Let's not get sideways. Fault current, of any type, is not what magnetizes conductors when a motor starts.

I was talking about my laser printer noise.

 

[kwired]

sdob, if current flows in a conductor there is a magnetic field around that conductor.

Place the outgoing and returning conductor of a simple two wire load next to one another and clamp ammeter around both of them the fields cancel their effect on the core of the ammeter, there is still magnetic forces between the two conductors, we may disagree as to when they would be repelling or attracted to one another but with AC current and changing fields they are going to "vibrate" as a result. If DC currerent they would constantly be either attracted or repelling one another.

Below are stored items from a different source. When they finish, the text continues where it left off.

PR #745, opened 2015-12-12
Add 'buffer_queue_full_action'  parameter to control buffer actions

repeatedly:
https://groups.google.com/forum/#!topic/fluentd/JWlpijPrsqI

Suggestion from Micheal on the above thread.

`block` action is sometimes dangerous because it causes log lost so default action is still `exception`.
I commented implementation note in the code.

## TODO

Should we add `drop_last` action to drop events for non-important destination?

### DIFF
--- a/lib/fluent/buffer.rb
+++ b/lib/fluent/buffer.rb
@@ -143,6 +143,8 @@ module Fluent
     config_param :buffer_chunk_limit, :size, :default => 8*1024*1024
     desc 'The length limit of the chunk queue.'
     config_param :buffer_queue_limit, :integer, :default => 256
+    desc 'The action when the size of buffer queue exceeds the buffer_queue_limit.'
+    config_param :buffer_queue_full_action, :enum, :list => [:exception, :block], :default => :exception
 
     alias chunk_limit buffer_chunk_limit
     alias chunk_limit= buffer_chunk_limit=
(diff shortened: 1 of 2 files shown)


tatsu-yam:
It is a just idea.
How about using plugin configured at `<secondary>`?

sonots:
LGTM

repeatedly:
@tatsu-yam I'm considering `secondary` support but buffer doesn't know output. So sending records to secondary from buffer is hard without modification for now.

@tagomoris @frsyuki How about this? This is rough implemenetation but it covers most cases with exsiting plugins.

repeatedly:
Current patch works but no need ConditionVariable. So I will update the patch.

repeatedly:
Update patch with `rescue/retry/sleep` way.
I'm considering `while/break` way but it i increases the overhead in normal path.

repeatedly:
@tagomoris @sonots patch updated. please check again.

sonots:
The comment says as "rough implementation". Under this comment, it looks fine for me.

tagomoris:
IMO, `#configure` MUST warn if it's configured as `:block`.
And buffers should log in info or debug level before sleeping when it exceeds limits.
Others are looks good to me.

repeatedly:
@tagomoris added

Rectified but not filtered so you end up with pulsing DC might act a little more like AC.

 

[sdbob]

Consider two parallel wires separated by a distance R that are flowing equal currents I in opposite directions. The magnetic fields that encircle each of these two wires will therefore circulate around their respective wire in opposite directions (i.e, they'll have opposite polarity). And so as you move away from the pair of wires, their magnetic fields will cancel each other as others have noted. But in the space between the two wires the circulating magnetic fields will be going in the same direction and actually add to each other, not subtract. Think of it like two gears that are meshing and rotating in opposite directions, but right where the gears make contact they are moving in the same direction. Because the magnetic fields created by the wires have the same polarity there will be a repulsive force between them. The strength of that force will be proportional to I²/R by Ampere's force law. And so the repulsion force will go up quickly as the current is increased.

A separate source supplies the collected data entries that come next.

PR #752, opened 2015-12-18
fixed problem in watch multiple file by "*" on Windows

masato25:
HI , I found a problem in Windows.

When I using tail plugin on window for watch files in a folder.it's not work.
ex. C:\test\*.csv 
that cause of the "\" making Dir parse the file path error. and when I  change the path to "C:/test/*.csv".
It's works well now, so I add a if condition for checking if it's a File-path of Windows will automatic fix the file path.
```
  #if this is file path of windows
  if(path =~ /^\s*[C-Z]:\\/)
    #fix folder watch issue of windows
    path.gsub!("\\","/")
  end
  paths += Dir.glob(path)
```

### DIFF
--- a/lib/fluent/plugin/in_tail.rb
+++ b/lib/fluent/plugin/in_tail.rb
@@ -106,6 +106,11 @@ module Fluent
       @paths.each { |path|
         path = date.strftime(path)
         if path.include?('*')
+          #if this is file path of windows
+          if(path =~ /^\s*[C-Z]:\\/)
+            #fix folder watch issue of windows
+            path.gsub!("\\","/")
+          end
           paths += Dir.glob(path)
         else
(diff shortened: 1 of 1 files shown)


repeatedly:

Now I think the rattling is caused when the force is: 1.) sufficiently large to overcome friction, gravity, wire stiffness, etc. that will otherwise keep it in place, 2.) the duration of the force is long enough and it's sufficiently strong to accelerate the wire and move it a large enough distance to cause a rattle, and 3.) the duration of the force is limited, because otherwise the wires will likely just move to another place and stay there (i.e., another equilibrium point) instead of jumping and returning back which I think would be more likely to cause a rattle. A constant application of 60Hz current will create a repetitive force that peaks every 1/2 cycle of 60Hz, but the inertia of the wires should prevent that from causing any significant movement over each 1/2 cycle (probably at most a buzzing noise) . So I'd expect 60Hz to have a similar effect as DC. It shoud be noted that the polarity of the AC current changes each 1/2 cycle, but the direction of the resulting force is the same (repulsive) because the currents are still flowing in opposite directions.

By the way, I found the following that shows waveforms of the surge current from the heat lamp of a fuser in a laser printer:

https://www.donrowe.com/v/vspfiles/pdf/laser_printer_startup_surge.pdf

This is entirely plausible, respecting the mass of the individual conductors and their resultant resistance to motion.

But as an EE, which I'm a light year away from, am I out of line hypothesizing that when either current or voltage lags or leads the other, it becomes increasingly difficult to achieve the field cancellation effect we strive for by ,for instance, limiting # of conductors in a conduit?

 

[sdbob]

This is entirely plausible, respecting the mass of the individual conductors and their resultant resistance to motion.

But as an EE, which I'm a light year away from, am I out of line hypothesizing that when either current or voltage lags or leads the other, it becomes increasingly difficult to achieve the field cancellation effect we strive for by ,for instance, limiting # of conductors in a conduit?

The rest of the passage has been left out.